___ Provided material
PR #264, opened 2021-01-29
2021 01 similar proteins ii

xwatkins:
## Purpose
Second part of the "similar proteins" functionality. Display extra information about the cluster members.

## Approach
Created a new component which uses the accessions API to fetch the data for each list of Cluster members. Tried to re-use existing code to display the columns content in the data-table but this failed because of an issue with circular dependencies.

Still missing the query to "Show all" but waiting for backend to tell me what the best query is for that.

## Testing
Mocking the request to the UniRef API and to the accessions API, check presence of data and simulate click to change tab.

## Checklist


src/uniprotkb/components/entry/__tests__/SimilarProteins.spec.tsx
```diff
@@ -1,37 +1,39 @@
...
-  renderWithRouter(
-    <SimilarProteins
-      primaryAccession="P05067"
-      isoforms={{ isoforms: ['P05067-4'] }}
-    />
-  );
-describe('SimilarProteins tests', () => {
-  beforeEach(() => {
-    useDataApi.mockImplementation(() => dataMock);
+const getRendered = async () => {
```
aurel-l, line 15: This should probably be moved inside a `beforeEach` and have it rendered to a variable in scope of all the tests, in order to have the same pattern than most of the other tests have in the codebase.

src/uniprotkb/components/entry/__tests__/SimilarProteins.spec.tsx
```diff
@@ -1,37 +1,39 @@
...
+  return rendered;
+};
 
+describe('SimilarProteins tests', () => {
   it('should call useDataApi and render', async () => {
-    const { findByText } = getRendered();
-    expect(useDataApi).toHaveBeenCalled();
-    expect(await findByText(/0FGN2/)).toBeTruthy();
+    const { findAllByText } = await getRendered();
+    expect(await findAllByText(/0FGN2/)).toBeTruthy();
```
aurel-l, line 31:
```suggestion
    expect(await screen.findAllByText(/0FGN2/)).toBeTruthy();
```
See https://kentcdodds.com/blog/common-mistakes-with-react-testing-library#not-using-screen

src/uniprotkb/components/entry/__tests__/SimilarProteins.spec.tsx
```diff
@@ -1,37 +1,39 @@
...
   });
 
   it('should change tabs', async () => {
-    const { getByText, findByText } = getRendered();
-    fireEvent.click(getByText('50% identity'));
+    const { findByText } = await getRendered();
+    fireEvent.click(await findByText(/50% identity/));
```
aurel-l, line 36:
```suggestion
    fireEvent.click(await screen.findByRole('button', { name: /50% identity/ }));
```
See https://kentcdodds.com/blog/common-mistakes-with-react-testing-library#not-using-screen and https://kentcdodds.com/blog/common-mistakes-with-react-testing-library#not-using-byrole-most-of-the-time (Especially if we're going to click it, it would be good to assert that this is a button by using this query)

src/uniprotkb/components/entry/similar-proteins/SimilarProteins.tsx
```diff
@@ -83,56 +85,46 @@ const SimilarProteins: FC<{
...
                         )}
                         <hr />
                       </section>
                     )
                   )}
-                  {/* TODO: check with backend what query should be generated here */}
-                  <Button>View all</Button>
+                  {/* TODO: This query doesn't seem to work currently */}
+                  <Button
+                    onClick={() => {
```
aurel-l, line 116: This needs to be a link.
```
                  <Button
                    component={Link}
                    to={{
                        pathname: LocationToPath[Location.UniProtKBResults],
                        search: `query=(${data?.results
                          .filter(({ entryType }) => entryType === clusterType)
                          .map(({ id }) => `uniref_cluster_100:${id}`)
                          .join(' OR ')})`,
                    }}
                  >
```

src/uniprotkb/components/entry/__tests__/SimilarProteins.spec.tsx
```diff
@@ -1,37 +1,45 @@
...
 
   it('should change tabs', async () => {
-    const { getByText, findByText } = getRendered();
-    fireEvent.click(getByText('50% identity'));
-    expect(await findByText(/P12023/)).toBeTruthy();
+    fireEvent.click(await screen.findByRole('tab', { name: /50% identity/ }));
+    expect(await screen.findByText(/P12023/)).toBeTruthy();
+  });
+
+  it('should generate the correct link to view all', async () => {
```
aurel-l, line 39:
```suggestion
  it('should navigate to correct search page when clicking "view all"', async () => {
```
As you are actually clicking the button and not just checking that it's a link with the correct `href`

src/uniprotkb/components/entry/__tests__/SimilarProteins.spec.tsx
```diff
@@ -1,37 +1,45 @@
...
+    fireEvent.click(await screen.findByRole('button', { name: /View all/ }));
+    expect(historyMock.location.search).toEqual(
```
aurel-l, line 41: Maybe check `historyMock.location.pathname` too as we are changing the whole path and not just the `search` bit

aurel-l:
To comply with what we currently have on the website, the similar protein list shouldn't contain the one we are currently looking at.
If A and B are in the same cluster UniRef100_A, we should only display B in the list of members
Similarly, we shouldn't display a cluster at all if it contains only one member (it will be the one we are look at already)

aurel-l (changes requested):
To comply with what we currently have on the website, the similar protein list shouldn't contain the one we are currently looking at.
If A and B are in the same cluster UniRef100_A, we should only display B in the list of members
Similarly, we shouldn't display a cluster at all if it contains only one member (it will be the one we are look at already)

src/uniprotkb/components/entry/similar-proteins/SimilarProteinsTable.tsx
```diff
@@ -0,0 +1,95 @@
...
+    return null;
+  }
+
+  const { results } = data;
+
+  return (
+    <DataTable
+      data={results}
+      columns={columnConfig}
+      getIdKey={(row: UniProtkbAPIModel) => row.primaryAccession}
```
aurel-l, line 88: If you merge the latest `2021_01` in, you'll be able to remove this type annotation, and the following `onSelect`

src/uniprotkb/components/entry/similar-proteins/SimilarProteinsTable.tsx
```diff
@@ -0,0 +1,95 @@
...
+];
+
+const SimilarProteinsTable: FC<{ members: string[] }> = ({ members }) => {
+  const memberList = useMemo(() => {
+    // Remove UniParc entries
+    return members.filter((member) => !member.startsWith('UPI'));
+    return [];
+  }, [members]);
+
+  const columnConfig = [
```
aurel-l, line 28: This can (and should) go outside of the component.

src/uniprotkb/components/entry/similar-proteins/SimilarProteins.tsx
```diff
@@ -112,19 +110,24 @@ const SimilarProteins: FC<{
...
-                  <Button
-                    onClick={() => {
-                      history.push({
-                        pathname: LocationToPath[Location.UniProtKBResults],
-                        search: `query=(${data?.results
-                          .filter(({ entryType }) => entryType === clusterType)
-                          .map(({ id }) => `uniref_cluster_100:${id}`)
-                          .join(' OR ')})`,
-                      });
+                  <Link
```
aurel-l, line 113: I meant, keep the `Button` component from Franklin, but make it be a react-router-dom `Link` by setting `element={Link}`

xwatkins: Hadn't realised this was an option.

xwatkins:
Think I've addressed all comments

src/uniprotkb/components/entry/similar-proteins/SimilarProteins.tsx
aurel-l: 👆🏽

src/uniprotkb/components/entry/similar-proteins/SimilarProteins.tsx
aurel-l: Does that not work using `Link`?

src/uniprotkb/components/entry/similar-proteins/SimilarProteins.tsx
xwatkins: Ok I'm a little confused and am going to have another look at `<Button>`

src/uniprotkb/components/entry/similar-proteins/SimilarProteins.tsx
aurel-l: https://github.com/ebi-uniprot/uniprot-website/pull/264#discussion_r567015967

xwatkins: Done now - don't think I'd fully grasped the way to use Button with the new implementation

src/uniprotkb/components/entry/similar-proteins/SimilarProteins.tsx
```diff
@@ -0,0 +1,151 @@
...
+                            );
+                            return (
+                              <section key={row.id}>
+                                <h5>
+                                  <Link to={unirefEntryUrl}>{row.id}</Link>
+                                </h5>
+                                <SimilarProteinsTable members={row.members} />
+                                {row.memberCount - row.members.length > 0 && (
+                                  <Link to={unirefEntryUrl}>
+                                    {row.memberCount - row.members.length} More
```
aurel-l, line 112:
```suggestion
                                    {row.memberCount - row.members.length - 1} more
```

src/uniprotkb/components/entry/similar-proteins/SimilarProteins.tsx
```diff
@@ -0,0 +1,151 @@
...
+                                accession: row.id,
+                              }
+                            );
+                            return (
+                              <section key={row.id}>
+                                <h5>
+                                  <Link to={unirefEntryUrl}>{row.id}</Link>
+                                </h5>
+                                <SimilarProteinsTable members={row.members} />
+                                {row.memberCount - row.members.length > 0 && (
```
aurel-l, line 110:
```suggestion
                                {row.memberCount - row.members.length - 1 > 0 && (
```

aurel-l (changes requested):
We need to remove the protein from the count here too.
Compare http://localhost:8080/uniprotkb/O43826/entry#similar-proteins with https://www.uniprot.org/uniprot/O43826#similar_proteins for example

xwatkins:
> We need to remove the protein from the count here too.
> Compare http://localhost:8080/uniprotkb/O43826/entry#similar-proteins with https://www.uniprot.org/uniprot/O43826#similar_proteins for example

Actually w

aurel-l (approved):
______
• **Exercise requirements**
List, from the entries above, every line in which the word "useDataApi" shows up.

• **Exercise output**
-    useDataApi.mockImplementation(() => dataMock);
   it('should call useDataApi and render', async () => {
-    expect(useDataApi).toHaveBeenCalled();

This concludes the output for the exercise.